Oris introduced their latest LE this morning: the Chronos Limited Edition. It is a 200 piece Divers Sixty-Five with an ice blue dial. It is also their second Divers 65 to sport the Calibre 400 (with the Hodinkee LE being the first).


Personally, I think the dial on this looks incredible. It looks like a more textured Lake Baikal. Shame that it's only 200 pieces as this is one of my favorite Oris releases since they initially released the Aquis 41.5mm


----------



## MeisterEder (Sep 1, 2013)

Very cool, love the gradient dial! At 38mm, on the small side for a diver imho.


----------



## Jason Bourne (Nov 22, 2012)

Ugh why limited? Love it I hope Oris surprises us soon with new 65 variants.


----------



## milkdoes (Nov 12, 2020)

Jason Bourne said:


> Ugh why limited? Love it I hope Oris surprises us soon with new 65 variants.

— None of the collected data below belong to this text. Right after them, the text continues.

Issue #5389, opened 2020-11-09
Script to install all the dependencies 


naveensrinivasan:
/kind feature

**What steps did you take and what happened:**
[A clear and concise description of what the bug is.]
To set up development ENV for contributing it would be great to have a script to download all the dependencies.

**What did you expect to happen:**
The bootstrap script that download's all the dependencies.

**Anything else you would like to add:**
[Miscellaneous information that will assist in solving the issue.]

**Environment:**

- Kubeflow version: (version number can be found at the bottom left corner of the Kubeflow dashboard):
- kfctl version: (use `kfctl version`):
- Kubernetes platform: (e.g. `minikube`)
- Kubernetes version: (use `kubectl version`):
- OS (e.g. from `/etc/os-release`):

Issue #3657, opened 2019-07-15
E2E test for jupyter web app


jlewi:
We should have E2E tests for the Jupyter web app using a framework like selenium.

See kubeflow/testing#288

kimwnasptd:
I can try and take that one.

I'll start with some basic end-to-end cases such as creating and deleting Notebooks and will gradually try to add more advanced ones.

/assign kimwnasptd

jlewi:
@kimwnasptd any update on this?

jlewi:
Bump to P0 because this is a requirement for 1.0.

kimwnasptd:
@jlewi I'm reading the [e2e instructions](https://github.com/kubeflow/testing#writing-an-argo-workflow-for-an-e2e-test) in the testing repo and I have some questions.

1. Does each test (.py file) need to be encapsulated in an argo workflow in order to be triggered from prow?
    * If yes, where should this bundle (.py + argo app) live in the code base?
    * Will the argo workflow also need to be added to the repo's `prow_config.yaml` to be run as a postsubmit job?
2. The test code will need to have access to a kubeflow cluster with the latest jupyter-web-app image deployed. How will it know this endpoint? I see the [testing#273](https://github.com/kubeflow/testing/issues/273) but I'm not sure of its current state. 
3. Will the test code be responsible for setting up the kubeflow cluster or is this automated and a kubeflow endpoint could be provided as an ENV Var (for example) in the container that will run the test?

jlewi:
>Does each test (.py file) need to be encapsulated in an argo workflow in order to be triggered from prow?
If yes, where should this bundle (.py + argo app) live in the code base?

An E2E test will be an Argo workflow that contains steps for building and deploying the application and then testing it. The invocation of the python code (e.g. pytests) to test your application will be steps in this workflow.

* The code for the primary E2E test for kubeflow is defined in [kfctl_e2e_workflow.py](https://github.com/kubeflow/kfctl/blob/master/py/kubeflow/kfctl/testing/ci/kfctl_e2e_workflow.py)

* So you can use that as the basis for defining an E2E workflow for the jupyter web app

* If you want to create a presubmit test that you would write an E2E workflow that would have Argo steps for the following

   * Build the jupyter web app
   * Modify the manifests to use your new image
   * Deploy Kubeflow using the updated image
   * Run one or my pytests to verify the jupyter web app is working

[...]

PR #5400, opened 2020-11-12
Implemented E2E testing

naveensrinivasan:
* Implemented E2E testing with `gomega` and `ginkgo`
  * The tests could use a pre-existing cluster or create a new `k3d`
  * Ran `go mod tidy`


naveensrinivasan:
@yanniszark ping

components/notebook-controller/e2e/suite_test.go
```diff
@@ -0,0 +1,240 @@
...
+		return defaultVal
+	}
+	return envVar
+}
+
+// Cleaning the ENV
+var _ = SynchronizedAfterSuite(func() {
+
+}, func() {
+	if !useExistingCluster {
```
yanniszark, line 102: Maybe check clusterName directly?

yanniszark (changes requested):
@naveensrinivasan thanks a lot for the PR! I have left some small comments on the code.
I also wanted to make 2 more general notes:

1. In the code you import the image of the notebook-controller, but you never actually use it, because the test doesn't apply the notebook-controller to the cluster. Instead, it creates a manager and runs the controller locally. What I expected the test to do was to apply manifests  to the cluster (e.g., with `kustomize build` and `kubectl apply`) and then test the behavior of the notebook-controller. What do you think?

1. We are starting to gather binary dependencies. I think so far we have k3d, kubebuilder and its binaries, ginkgo. We currently have Makefile targets to install them. I think it would be much better if we consolidated the handling of these binary dependencies in a separate script. See example: https://github.com/arrikto/oidc-authservice/blob/master/hack/binary_deps.py
We can address this in another PR if you'd like.

components/notebook-controller/e2e/suite_test.go
```diff
@@ -0,0 +1,240 @@
...
+		u := &unstructured.Unstructured{}
+		if err := crdscheme.Convert(obj, u, nil); err != nil {
+			fmt.Println(err, "error converting to unstructured object", "object-kind", obj.GetObjectKind())
+			continue
+		}
+		res = append(res, u)
+	}
+	fmt.Println(len(res))
+	return res
+}
```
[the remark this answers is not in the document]
naveensrinivasan: The code doesn't use the `kustomize` or `kubectl` to deploy the CRD's. I tried deleting the CRD's and it failed. Here is the source of the code which was used as reference https://github.com/kubernetes-sigs/controller-runtime/blob/f52b6180d515bca5f8faa551c3784fee5ce89a83/pkg/envtest/envtest_test.go#L61

components/notebook-controller/e2e/suite_test.go
```diff
@@ -0,0 +1,240 @@
...
+var (
+	crdscheme          = scheme.Scheme
+	letterRunes        = []rune("abcdefghijklmnopqrstuvwxyz") // for generating random names for tests.
+	useExistingCluster bool                                   // flag for using an existing cluster for testing.
+	cfg                *rest.Config
+	k8sClient          client.Client // You'll be using this client in your tests.
+	testEnv            *envtest.Environment
+	clusterName        string                                           // cluster that was dynamically created.
+	crds               []*apiextensionsv1beta1.CustomResourceDefinition // crds installed into the cluster.
+	k8sDockerImage     string
```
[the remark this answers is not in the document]
naveensrinivasan: I can change that.

naveensrinivasan:
>In the code you import the image of the notebook-controller, but you never actually use it, because the test doesn't apply the notebook-controller to the cluster. Instead, it creates a manager and runs the controller locally. What I expected the test to do was to apply manifests to the cluster (e.g., with kustomize build and kubectl apply, see https://github.com/arrikto/oidc-authservice/blob/2015dee56f3ee7e7b24a7d90cdb7c932d044b8fb/e2e/e2e_test.go#L448-L473) and then test the behavior of the notebook-controller. What do you think?


The code applies the CRD using `envtest`  instead of `kubectl apply`
```
// Installing CRD's
	crds, err = envtest.InstallCRDs(cfg,
		envtest.CRDInstallOptions{ErrorIfPathMissing: false,
			Paths: []string{filepath.Join("..", "config", "crd", "bases")}})
```

The test doesn't run the controller locally. By Applying the CRD and deploying docker image
 ```
cmd = exec.Command("k3d", "image", "import", "-c", clusterName, imageName)
	cmd.Stderr, cmd.Stdout = os.Stderr, os.Stdout

yanniszark:
> We have a tracking issue for this #5389 and IMO we should have a discussion over there and then make a decision.

ACK on the binary deps issue. Let's continue the discussion there.

> The test doesn't run the controller locally. By Applying the CRD and deploying the docker image the controller is utilized to test it within the cluster. The controller isn't run locally.

I believe this is not true.
1. If the controller is running inside the docker image, then why are you creating a manager and starting the controller in the go code?
```go
	err = (&controllers.NotebookReconciler{
		Client:        k8sManager.GetClient(),
		Log:           ctrl.Log.WithName("controllers").WithName("notebook-controller"),
		Scheme:        k8sManager.GetScheme(),
		Metrics:       controllermetrics.NewMetrics(k8sManager.GetClient()),
		EventRecorder: k8sManager.GetEventRecorderFor("notebook-controller"),
	}).SetupWithManager(k8sManager)
	Expect(err).ToNot(HaveOccurred())
```

1. The `k3d image import` command just imports the image in the cluster's docker registry. It doesn't create a Pod running the image.

I would expect the test to use the kustomize manifests under `config` in order to deploy the notebook-controller. For example, using `kustomize build config/default`.

naveensrinivasan:
> > We have a tracking issue for this #5389 and IMO we should have a discussion over there and then make a decision.
> 
> ACK on the binary deps issue. Let's continue the discussion there.
> 
> > The test doesn't run the controller locally. By Applying the CRD and deploying the docker image the controller is utilized to test it within the cluster. The controller isn't run locally.
> 
> I believe this is not true.
> 
> 1. If the controller is running inside the docker image, then why are you creating a manager and starting the controller in the go code?
> 
> ```go
> 	err = (&controllers.NotebookReconciler{
> 		Client:        k8sManager.GetClient(),
> 		Log:           ctrl.Log.WithName("controllers").WithName("notebook-controller"),
> 		Scheme:        k8sManager.GetScheme(),
> 		Metrics:       controllermetrics.NewMetrics(k8sManager.GetClient()),
> 		EventRecorder: k8sManager.GetEventRecorderFor("notebook-controller"),
> 	}).SetupWithManager(k8sManager)
> 	Expect(err).ToNot(HaveOccurred())
> ```
> 
> 1. The `k3d image import` command just imports the image in the cluster's docker registry. It doesn't create a Pod running the image.
> 
> I would expect the test to use the kustomize manifests under `config` in order to deploy the notebook-controller. For example, using `kustomize build config/default`.

Yes that is correct the tests are running within the `envtest` and not inside the docker image. I will change the code to the do the kustomize build config/default

naveensrinivasan:
The changes to run notebook controller has been though because the manifests that are required are totally out of sync from the source for example
- RBAC for notebook controller does not have permission defined for `events` https://github.com/kubeflow/kubeflow/blob/master/components/notebook-controller/config/rbac/role.yaml 

whereas the one that is deployed does have it

https://github.com/kubeflow/manifests/blob/a95c7d0a0eda0066c987df19b1b0ad00d4413101/tests/stacks/generic/test_data/expected/rbac.authorization.k8s.io_v1_clusterrole_notebook-controller-role.yaml

- Another example of the manifests that have been out of sync is when deploying using 
```

**Comment by yanniszark** [comment]
@naveensrinivasan thanks for raising your concerns. Let me try to address them:

> The changes to run notebook controller for e2e within k3d has been though because the manifests that are required are totally out of sync from the source for example

The source for notebook-controller manifests is the config folder. Please don't mind the manifests repo right now.
It will be refactored to copy and reuse the manifests developed in this repo (the upstream app repo).

> RBAC for notebook controller does not have permission defined for events https://github.com/kubeflow/kubeflow/blob/master/components/notebook-controller/config/rbac/role.yaml

I think it should have! Can you add the relevant comment here:
https://github.com/kubeflow/kubeflow/blob/master/components/notebook-controller/controllers/notebook_controller.go#L75-L80
so that kubebuilder picks it up and generates the correct RBAC?

> Another example of the manifests that have been out of sync is when deploying manifests it fails because of this bug kubernetes-sigs/controller-tools#444

Jeez, that seems like a handful. I suspect we're going to have to deal with this for all of Kubeflow.
Instead of trying to solve it here, I would propose to open an issue and use K8s < 1.18 for the E2E tests.

Do the above help you continue? I feel E2E testing is very important and I think you do as well, so I will do my best to unblock your efforts 😄

**Comment by naveensrinivasan** [comment]
>I think it should have! Can you add the relevant comment here:
https://github.com/kubeflow/kubeflow/blob/master/components/notebook-controller/controllers/notebook_controller.go#L75-L80
so that kubebuilder picks it up and generates the correct RBAC?

I am aware of that but it looks like there is a bug in regeneration https://github.com/kubernetes-sigs/kubebuilder/issues/1496 🤦

**Comment by naveensrinivasan** [comment]
This PR needs to be merged in https://github.com/kubeflow/kubeflow/pull/5426

File: components/notebook-controller/e2e/suite_test.go [hunk 4]
```diff
@@ -0,0 +1,240 @@
...
+func getEnvDefault(variable string, defaultVal string) string {
+	envVar := os.Getenv(variable)
+	if len(envVar) == 0 {
+		return defaultVal
+	}
+	return envVar
+}
+
+// Cleaning the ENV
+var _ = SynchronizedAfterSuite(func() {
```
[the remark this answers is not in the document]
naveensrinivasan: I agree. Thanks

components/notebook-controller/e2e/suite_test.go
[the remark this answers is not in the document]
naveensrinivasan: I have removed this by just deleting the CRD using `kubectl delete `

components/notebook-controller/e2e/suite_test.go
```diff
@@ -0,0 +1,240 @@
...
+}
+
+// getEnvDefault returns the ENV variable or the default value.
+func getEnvDefault(variable string, defaultVal string) string {
+	envVar := os.Getenv(variable)
+	if len(envVar) == 0 {
+		return defaultVal
+	}
+	return envVar
+}
```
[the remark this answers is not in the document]
naveensrinivasan: Agreed. Thanks

components/notebook-controller/Makefile
```diff
@@ -95,3 +94,16 @@ build-gcr: test
...
+	curl -sS https://raw.githubusercontent.com/rancher/k3d/1030f0fa47b65d78eb9ffbdf94f0623a08d19b97/install.sh  | TAG=v3.1.0 bash
+endif
+e2e-tests: k3d
+		# Docker image that is used for spinning up the k8s cluster.
+		# K8S_DOCKER_IMAGE=docker.io/rancher/k3s:v1.16.14-k3s1
+		# if TEST_USE_EXISTING_CLUSTER is false then a new k3d cluster would be created to test controller.
+		# TEST_USE_EXISTING_CLUSTER=false
+		# Image to load into the test cluster.
+		# TEST_IMAGE=$(IMG):latest
+		TEST_USE_EXISTING_CLUSTER=false TEST_IMAGE=$(IMG):latest ginkgo --focus="E2E TEST:" -v  --cover  --coverprofile cover.out  ./e2e/...
```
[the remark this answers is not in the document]
naveensrinivasan: Yes, Agreed. Thanks

components/notebook-controller/e2e/suite_test.go
```diff
@@ -0,0 +1,240 @@
...
+	err = cmd.Run()
+	if err != nil {
+		return err
+	}
+
+	kubeconfigPath := path.Join(os.Getenv("HOME"), fmt.Sprintf(".k3d/kubeconfig-%s.yaml", clusterName))
+	os.Setenv("KUBECONFIG", kubeconfigPath)
+	imageName := os.Getenv(TEST_IMAGE)
+	fmt.Println(imageName)
+	cmd = exec.Command("k3d", "image", "import", "-c", clusterName, imageName)
```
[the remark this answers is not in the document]
naveensrinivasan: I will do that. Thanks

components/notebook-controller/e2e/suite_test.go
```diff
@@ -0,0 +1,240 @@
...
+	// +kubebuilder:scaffold:imports
+)
+
+// These tests use Ginkgo (BDD-style Go testing framework). Refer to
+// http://onsi.github.io/ginkgo/ to learn more about Ginkgo.
+
+const (
+	K8S_DOCKER_IMAGE          = "K8S_DOCKER_IMAGE"
+	TEST_USE_EXISTING_CLUSTER = "TEST_USE_EXISTING_CLUSTER"
+	DOCKER_IMAGE              = "docker.io/rancher/k3s:v1.16.14-k3s1" // image used for spinning k8s cluster.
```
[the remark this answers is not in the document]
naveensrinivasan: Agreed. Thanks

components/notebook-controller/e2e/suite_test.go
```diff
@@ -0,0 +1,240 @@
...
+	TEST_IMAGE                = "TEST_IMAGE"
+)
+
+var (
+	crdscheme          = scheme.Scheme
+	letterRunes        = []rune("abcdefghijklmnopqrstuvwxyz") // for generating random names for tests.
```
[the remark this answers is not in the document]
naveensrinivasan: Yes, I have moved them to the function.

naveensrinivasan:
@yanniszark  Updated the code.

naveensrinivasan:
@yanniszark Ping

components/notebook-controller/controllers/notebook_controller.go
```diff
@@ -74,10 +74,15 @@ type NotebookReconciler struct {
 
 // +kubebuilder:rbac:groups=apps,resources=statefulsets,verbs=get;list;watch;create;update;patch;delete
 // +kubebuilder:rbac:groups=apps,resources=statefulsets/status,verbs=get;update;patch
+// +kubebuilder:rbac:groups=apps,resources=deployments,verbs=get;list;watch;create;update;patch;delete
```
yanniszark, line 77: Let's remove this, the controller never touches deployments.
I saw the manifests, they must be wrong.

components/notebook-controller/e2e/e2e_test.go
```diff
@@ -0,0 +1,99 @@
...
+
+	. "github.com/onsi/ginkgo"
+	. "github.com/onsi/gomega"
+	appsv1 "k8s.io/api/apps/v1"
+	v1 "k8s.io/api/core/v1"
+	metav1 "k8s.io/apimachinery/pkg/apis/meta/v1"
+	"k8s.io/apimachinery/pkg/types"
+
+	nbv1beta1 "github.com/kubeflow/kubeflow/components/notebook-controller/api/v1beta1"
+)
```
yanniszark, line 31: nit: Shouldn't this be:
```
import (
	"context"
	"fmt"
	"time"

	nbv1beta1 "github.com/kubeflow/kubeflow/components/notebook-controller/api/v1beta1"
	. "github.com/onsi/ginkgo"
	. "github.com/onsi/gomega"
	appsv1 "k8s.io/api/apps/v1"
	v1 "k8s.io/api/core/v1"
	metav1 "k8s.io/apimachinery/pkg/apis/meta/v1"
	"k8s.io/apimachinery/pkg/types"
)
```

2 blocks, not 3

components/notebook-controller/e2e/suite_test.go
```diff
@@ -0,0 +1,231 @@
...
+var _ = SynchronizedBeforeSuite(func() []byte {
+	logf.SetLogger(zap.LoggerTo(GinkgoWriter, true))
+	By("Creating a k8s cluster.")
+	if !useExistingCluster {
+		err := bootstrapk8sCluster()
+		Expect(err).NotTo(HaveOccurred())
+		Expect(err).NotTo(HaveOccurred())
+	}
+	existingCluster := true
+	testEnv = &envtest.Environment{UseExistingCluster: &existingCluster}
```
yanniszark, line 101: I think `testEnv` doesn't do anything at all. Should we remove it?

components/notebook-controller/e2e/suite_test.go
```diff
@@ -0,0 +1,231 @@
...
+}
+
+// Setting up the ENV. This will run once before all the tests.
+var _ = SynchronizedBeforeSuite(func() []byte {
+	logf.SetLogger(zap.LoggerTo(GinkgoWriter, true))
+	By("Creating a k8s cluster.")
+	if !useExistingCluster {
+		err := bootstrapk8sCluster()
+		Expect(err).NotTo(HaveOccurred())
+		Expect(err).NotTo(HaveOccurred())
```
yanniszark, line 98: double line

components/notebook-controller/e2e/suite_test.go
```diff
@@ -0,0 +1,231 @@
...
+	}
+	existingCluster := true
+	testEnv = &envtest.Environment{UseExistingCluster: &existingCluster}
+	var err error
+	cfg, err = testEnv.Start()
+	Expect(err).ToNot(HaveOccurred())
+	Expect(cfg).ToNot(BeNil())
```
yanniszark, line 105: I think `testEnv` doesn't do anything at all. Should we remove it?

components/notebook-controller/e2e/suite_test.go
```diff
@@ -0,0 +1,231 @@
...
+		By("Deleting the deployed CRD's in the existing cluster.")
+		// Deleting CRD's that were deployed as part of the test.
+		err := deleteKustomizations()
+		Expect(err).Should(BeNil())
+	}
+})
+
+// bootstrapk8sCluster creates a k3d cluster with a random name. Loads the docker image into the cluster.
+// The docker image name retrieved from the ENV variable TestImage.
+func bootstrapk8sCluster() error {
```
yanniszark, line 141: nit: `bootstrapK3DCluster` for uniformity?

components/notebook-controller/e2e/suite_test.go
```diff
@@ -0,0 +1,231 @@
...
+func deleteK3DCluster(clusterName string) error {
+	return exec.Command("k3d", "cluster", "delete", clusterName).Run()
+}
+
+// applyKustomizations applies kustomizations into the k8s clusters.
+func applyKustomizations() error {
+	kubectlApply := exec.Command("kubectl", "apply", "-f",
+		filepath.Join("..", "config", "crd", "bases"))
+	kubectlApply.Stdout, kubectlApply.Stderr = os.Stdout, os.Stderr
+	err := kubectlApply.Run()
```
yanniszark, line 180: Is this needed? The `default` kustomization you install below also includes the crd :)

components/notebook-controller/e2e/suite_test.go
```diff
@@ -0,0 +1,231 @@
...
+	return cmd.Run()
+}
+
+// deleteK3DCluster deletes the dynamically created k3d cluster.
+func deleteK3DCluster(clusterName string) error {
+	return exec.Command("k3d", "cluster", "delete", clusterName).Run()
+}
+
+// applyKustomizations applies kustomizations into the k8s clusters.
+func applyKustomizations() error {
```
yanniszark, line 176: Should we make `applyKustomizations` take a list of paths as input, so it's re-usable?

components/notebook-controller/e2e/suite_test.go
```diff
@@ -0,0 +1,231 @@
...
+
+	if err != nil {
+		return err
+	}
+
+	return nil
+}
+
+// deleteKustomizations deletes the CRD,RBAC,Deployment and services of the notebook controller from the cluster.
+func deleteKustomizations() error {
```
yanniszark, line 206: Should we make deleteKustomizations take a list of paths as input, so it's re-usable?

components/notebook-controller/config/default/manager_image_patch.yaml
```diff
@@ -8,5 +8,5 @@ spec:
     spec:
       containers:
       # Change the value of image field below to your controller image URL
-      - image: IMAGE_URL
+      - image: gcr.io/kubeflow-images-public/notebook-controller:v20201122-v1.2-rc.0-5-g87c6d9c0-dirty-1a1de6
```
yanniszark, line 11: It's not necessary to commit this change. Unfortunately, making the branch dirty after a test is a side-effect of kustomize not allowing configuration with envvars, because everything should be recorded in git. So you can leave this one, maybe we can make this experience better in the future 🤔

components/notebook-controller/e2e/e2e_test.go
yanniszark, line 31: nit: 3 blocks vs 2.

yanniszark (changes requested):
@naveensrinivasan this is awesome, I'm really looking forward to including this in our CI! :D

A general comment I have is that it would help me (the reviewer) immensely if the commits were a bit better organized so that each commit focuses on one thing and explains what it does. For example, a good series of commits would be:

- notebook-controller: Update outdated kubebuilder RBAC annotations
- notebook-controller: Generate manifests
- notebook-controller: Implement E2E test
- notebook-controller: Update Makefile with targets for e2e testing
- notebook-controller Misc Makefile changes


Some other things I noticed are that:
- Because of the changed `sed` command in the Makefile, the `docker-build` target failed. Can you explain what you tried to do?
- The `manifests` target changes the CRD definition. I assume you made manual changes to the definition in order to work with k8s 1.18? Can we keep the controller-gen goodness for now and tackle the k8s 1.18 issue another time? We have to tackle it for all of KF and I don't think this is the right place. My expectation is that nothing should change if I run `make manifests` or `make generate`.

The good news is that I managed to run the e2e test (for k8s 1.17) on my pc and it worked! We are VERY close :D

naveensrinivasan:
@yanniszark Ping. The longer it takes to merge the PR, the higher likely would it becoming stale.

yanniszark:
@naveensrinivasan I did a checkout of your code, but it seems that your commits are interleaved with commits from master. I'm guessing this happened because you merged master on your branch. For pull requests, we always use rebase. So that new code commits are always on top of existing code commits. Can you please rebase ontop of latest master and remove all merge commits?

naveensrinivasan:
I am on vacation and will comeback and do it. Thanks @yanniszark

DavidSpek:
Does this PR only implement E2E testing for the notebook controller? If so, it might be a good idea to reflect that in the title as I thought it might be related to https://github.com/kubeflow/kubeflow/issues/3657 as well.

yanniszark:
@DavidSpek good suggestion! @naveensrinivasan any updates on this?

yanniszark:
@naveensrinivasan any updates on the PR? The main thing needed is for you to rebase your code on top of the latest master and remove the merge commits.

DavidSpek:
bump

And a limited of 200 only as well, as opposed to the 2,000 I often see on their Aquis LEs


----------



## Jason Bourne (Nov 22, 2012)

Hopefully Watches and Wonder (Basel replacement) Oris will reveal 65 production with 400 movement. I think what Oris has been able to accomplish with their new movement makes them underrated


----------



## ffnc1020 (Apr 11, 2017)

Nice to see another 38mm. Oris should release more non LE in this case.


----------



## brianinCA (Jan 13, 2014)

I like it a lot. I would like it even more if they took this dial and bezel and put it on the 40mm variant with a sellita/eta and a price tag of $2,300. It will be interesting to see if there is much market resistance to paying $4,000 for an Oris Divers 65.


----------



## milkdoes (Nov 12, 2020)

Yeah, I'm curious as well. At a glance pricing seems okay given that the Aquis 400 goes for $3,500.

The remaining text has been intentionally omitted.